INFORMATION:

::::::::

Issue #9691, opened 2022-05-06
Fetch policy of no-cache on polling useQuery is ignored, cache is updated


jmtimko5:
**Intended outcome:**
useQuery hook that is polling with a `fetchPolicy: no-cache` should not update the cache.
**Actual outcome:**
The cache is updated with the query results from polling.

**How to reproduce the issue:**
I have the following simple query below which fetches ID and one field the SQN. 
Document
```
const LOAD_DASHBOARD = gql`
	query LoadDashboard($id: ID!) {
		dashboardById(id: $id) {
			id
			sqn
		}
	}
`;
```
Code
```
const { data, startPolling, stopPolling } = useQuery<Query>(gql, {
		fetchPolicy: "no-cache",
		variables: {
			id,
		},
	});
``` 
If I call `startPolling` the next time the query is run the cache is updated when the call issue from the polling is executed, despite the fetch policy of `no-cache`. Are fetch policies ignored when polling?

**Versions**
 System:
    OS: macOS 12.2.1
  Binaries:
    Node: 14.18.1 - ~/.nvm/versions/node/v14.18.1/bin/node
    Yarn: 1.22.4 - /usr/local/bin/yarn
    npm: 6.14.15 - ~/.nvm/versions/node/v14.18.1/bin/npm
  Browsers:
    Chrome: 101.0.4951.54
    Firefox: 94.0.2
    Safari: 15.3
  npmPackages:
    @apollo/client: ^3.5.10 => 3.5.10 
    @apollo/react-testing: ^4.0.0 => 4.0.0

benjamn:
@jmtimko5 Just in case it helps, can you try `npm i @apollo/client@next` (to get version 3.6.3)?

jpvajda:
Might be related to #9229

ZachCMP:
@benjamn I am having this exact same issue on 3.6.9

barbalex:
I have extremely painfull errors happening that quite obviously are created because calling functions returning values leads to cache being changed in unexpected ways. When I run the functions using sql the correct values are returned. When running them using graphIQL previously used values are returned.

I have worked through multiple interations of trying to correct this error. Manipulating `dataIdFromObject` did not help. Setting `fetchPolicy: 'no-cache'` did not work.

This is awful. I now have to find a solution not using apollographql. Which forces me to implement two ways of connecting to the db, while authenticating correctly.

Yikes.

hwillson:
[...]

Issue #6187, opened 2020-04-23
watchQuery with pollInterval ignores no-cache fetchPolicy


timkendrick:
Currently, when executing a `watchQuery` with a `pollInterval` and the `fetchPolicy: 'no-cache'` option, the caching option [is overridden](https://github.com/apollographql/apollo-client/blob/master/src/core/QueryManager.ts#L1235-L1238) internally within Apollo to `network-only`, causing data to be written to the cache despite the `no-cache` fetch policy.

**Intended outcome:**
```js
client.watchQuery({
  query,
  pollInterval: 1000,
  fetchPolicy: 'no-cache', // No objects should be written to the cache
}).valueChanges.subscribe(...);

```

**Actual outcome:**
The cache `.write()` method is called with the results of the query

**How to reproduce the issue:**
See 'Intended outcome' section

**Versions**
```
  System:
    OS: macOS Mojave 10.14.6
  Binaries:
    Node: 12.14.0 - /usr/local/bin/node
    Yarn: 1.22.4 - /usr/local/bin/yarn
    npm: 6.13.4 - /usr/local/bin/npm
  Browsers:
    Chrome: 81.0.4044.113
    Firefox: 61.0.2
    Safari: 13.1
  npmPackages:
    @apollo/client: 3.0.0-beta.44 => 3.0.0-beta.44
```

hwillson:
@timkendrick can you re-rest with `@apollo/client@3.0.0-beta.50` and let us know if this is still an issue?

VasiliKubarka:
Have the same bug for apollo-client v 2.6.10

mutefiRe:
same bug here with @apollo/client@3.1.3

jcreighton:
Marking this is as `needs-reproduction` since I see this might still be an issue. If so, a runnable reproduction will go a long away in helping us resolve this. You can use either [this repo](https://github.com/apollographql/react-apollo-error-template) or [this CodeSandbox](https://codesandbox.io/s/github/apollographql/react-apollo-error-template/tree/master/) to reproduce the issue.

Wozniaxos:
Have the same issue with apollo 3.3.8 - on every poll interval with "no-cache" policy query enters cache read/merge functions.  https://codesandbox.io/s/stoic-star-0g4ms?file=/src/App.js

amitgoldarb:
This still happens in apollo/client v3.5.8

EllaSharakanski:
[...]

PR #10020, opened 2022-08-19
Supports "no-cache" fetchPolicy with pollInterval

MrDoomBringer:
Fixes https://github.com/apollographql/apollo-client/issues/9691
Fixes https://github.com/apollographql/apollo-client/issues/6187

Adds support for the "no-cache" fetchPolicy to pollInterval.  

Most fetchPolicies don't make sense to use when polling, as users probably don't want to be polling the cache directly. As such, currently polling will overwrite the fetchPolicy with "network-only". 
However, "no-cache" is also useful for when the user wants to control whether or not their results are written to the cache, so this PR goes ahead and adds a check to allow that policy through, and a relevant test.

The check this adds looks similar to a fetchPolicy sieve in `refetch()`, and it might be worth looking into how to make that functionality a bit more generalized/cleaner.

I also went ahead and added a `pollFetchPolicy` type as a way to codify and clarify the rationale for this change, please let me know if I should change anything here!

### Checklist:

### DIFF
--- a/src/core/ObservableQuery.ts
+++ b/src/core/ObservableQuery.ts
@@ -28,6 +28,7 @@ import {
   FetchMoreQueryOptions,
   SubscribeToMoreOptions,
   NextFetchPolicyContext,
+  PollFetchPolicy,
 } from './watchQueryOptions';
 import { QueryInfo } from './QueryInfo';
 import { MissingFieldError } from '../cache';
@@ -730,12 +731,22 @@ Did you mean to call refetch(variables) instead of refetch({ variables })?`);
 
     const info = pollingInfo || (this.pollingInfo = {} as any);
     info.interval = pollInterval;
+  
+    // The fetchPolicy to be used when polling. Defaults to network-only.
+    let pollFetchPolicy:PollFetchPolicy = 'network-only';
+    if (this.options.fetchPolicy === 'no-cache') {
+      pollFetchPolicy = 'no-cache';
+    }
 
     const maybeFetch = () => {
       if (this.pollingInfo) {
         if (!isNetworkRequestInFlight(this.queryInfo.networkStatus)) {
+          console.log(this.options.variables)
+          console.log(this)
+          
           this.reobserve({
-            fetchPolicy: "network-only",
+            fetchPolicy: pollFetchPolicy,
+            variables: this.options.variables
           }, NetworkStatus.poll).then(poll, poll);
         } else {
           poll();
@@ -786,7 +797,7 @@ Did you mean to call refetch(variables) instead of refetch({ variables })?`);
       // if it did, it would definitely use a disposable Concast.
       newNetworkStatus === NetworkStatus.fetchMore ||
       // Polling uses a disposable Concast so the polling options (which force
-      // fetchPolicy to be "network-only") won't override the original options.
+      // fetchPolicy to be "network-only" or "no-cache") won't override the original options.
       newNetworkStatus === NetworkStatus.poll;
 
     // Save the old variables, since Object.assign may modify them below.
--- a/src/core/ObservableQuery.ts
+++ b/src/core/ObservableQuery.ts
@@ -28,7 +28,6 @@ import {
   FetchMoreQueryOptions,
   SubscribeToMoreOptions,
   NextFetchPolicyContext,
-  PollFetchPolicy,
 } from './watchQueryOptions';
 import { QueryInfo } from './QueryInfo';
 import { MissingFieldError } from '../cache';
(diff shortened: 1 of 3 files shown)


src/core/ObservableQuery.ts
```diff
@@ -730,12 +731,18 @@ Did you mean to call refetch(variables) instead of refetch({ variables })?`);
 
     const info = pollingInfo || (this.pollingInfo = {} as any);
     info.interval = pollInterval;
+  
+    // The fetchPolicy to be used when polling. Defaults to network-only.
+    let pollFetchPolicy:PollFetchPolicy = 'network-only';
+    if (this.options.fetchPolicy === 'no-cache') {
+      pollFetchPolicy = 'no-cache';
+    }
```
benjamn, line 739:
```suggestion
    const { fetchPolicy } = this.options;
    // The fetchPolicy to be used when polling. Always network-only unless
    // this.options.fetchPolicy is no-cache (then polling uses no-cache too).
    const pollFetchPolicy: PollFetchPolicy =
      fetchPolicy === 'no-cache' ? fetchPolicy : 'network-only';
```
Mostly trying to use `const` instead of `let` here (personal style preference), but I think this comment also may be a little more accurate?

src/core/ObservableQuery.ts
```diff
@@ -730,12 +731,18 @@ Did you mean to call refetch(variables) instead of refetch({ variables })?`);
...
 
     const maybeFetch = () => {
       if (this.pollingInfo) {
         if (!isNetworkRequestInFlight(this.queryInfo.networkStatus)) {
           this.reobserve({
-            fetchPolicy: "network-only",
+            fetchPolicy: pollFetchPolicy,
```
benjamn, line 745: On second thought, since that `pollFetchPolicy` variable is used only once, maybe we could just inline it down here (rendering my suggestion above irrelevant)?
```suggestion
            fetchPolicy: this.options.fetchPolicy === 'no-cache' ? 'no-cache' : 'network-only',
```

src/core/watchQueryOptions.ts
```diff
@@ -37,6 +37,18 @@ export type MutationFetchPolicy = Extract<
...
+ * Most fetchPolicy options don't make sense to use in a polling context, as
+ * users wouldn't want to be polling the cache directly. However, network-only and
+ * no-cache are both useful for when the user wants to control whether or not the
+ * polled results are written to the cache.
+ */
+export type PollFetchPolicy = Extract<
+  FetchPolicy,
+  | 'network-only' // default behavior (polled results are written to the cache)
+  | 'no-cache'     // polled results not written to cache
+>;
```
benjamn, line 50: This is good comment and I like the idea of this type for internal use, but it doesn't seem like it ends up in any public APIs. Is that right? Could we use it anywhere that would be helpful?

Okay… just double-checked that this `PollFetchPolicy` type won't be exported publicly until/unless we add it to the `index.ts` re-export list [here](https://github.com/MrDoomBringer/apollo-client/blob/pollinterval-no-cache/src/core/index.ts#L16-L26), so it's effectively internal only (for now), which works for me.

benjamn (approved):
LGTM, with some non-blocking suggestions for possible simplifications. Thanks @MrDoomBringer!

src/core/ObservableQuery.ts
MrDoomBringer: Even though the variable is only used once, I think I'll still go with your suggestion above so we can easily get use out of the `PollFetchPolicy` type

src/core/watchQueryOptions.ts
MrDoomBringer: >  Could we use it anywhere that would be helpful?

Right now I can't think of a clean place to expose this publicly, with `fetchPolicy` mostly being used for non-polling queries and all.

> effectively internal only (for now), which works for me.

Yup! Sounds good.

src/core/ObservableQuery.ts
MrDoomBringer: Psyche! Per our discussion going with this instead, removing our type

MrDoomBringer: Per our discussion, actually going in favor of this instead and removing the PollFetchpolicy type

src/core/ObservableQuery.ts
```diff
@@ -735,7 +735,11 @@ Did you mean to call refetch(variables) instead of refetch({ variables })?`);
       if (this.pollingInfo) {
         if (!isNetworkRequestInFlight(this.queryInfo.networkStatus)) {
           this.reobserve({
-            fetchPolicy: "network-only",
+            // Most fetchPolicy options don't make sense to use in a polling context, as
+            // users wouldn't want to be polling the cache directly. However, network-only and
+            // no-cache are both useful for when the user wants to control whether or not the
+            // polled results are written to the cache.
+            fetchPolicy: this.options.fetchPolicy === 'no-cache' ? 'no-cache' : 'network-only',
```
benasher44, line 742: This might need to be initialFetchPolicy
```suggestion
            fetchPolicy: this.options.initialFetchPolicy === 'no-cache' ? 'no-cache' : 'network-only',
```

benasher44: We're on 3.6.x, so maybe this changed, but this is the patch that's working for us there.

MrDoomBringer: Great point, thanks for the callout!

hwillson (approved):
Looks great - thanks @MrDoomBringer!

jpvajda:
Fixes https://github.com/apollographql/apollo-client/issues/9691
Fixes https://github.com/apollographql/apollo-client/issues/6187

::::::::

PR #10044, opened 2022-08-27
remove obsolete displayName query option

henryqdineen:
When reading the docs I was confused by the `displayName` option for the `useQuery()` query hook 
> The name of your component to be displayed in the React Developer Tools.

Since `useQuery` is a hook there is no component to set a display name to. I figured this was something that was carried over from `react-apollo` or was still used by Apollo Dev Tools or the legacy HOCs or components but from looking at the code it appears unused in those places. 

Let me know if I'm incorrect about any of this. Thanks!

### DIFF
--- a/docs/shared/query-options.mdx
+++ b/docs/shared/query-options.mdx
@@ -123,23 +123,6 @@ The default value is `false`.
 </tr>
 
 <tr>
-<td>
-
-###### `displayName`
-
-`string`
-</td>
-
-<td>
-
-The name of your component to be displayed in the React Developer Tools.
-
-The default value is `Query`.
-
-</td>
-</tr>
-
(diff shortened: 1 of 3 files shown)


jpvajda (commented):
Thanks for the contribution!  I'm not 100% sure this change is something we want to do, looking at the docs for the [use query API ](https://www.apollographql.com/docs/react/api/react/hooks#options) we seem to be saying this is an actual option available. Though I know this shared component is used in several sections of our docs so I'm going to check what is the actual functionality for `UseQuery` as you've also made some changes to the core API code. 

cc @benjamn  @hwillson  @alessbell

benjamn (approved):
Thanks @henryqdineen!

::::::::

WHAT YOU WILL DO: Where the word "publicly" occurs in a line of the records, copy that line.

EXERCISE RESULT:
Okay… just double-checked that this `PollFetchPolicy` type won't be exported publicly until/unless we add it to the `index.ts` re-export list [here](https://github.com/MrDoomBringer/apollo-client/blob/pollinterval-no-cache/src/core/index.ts#L16-L26), so it's effectively internal only (for now), which works for me.
Right now I can't think of a clean place to expose this publicly, with `fetchPolicy` mostly being used for non-polling queries and all.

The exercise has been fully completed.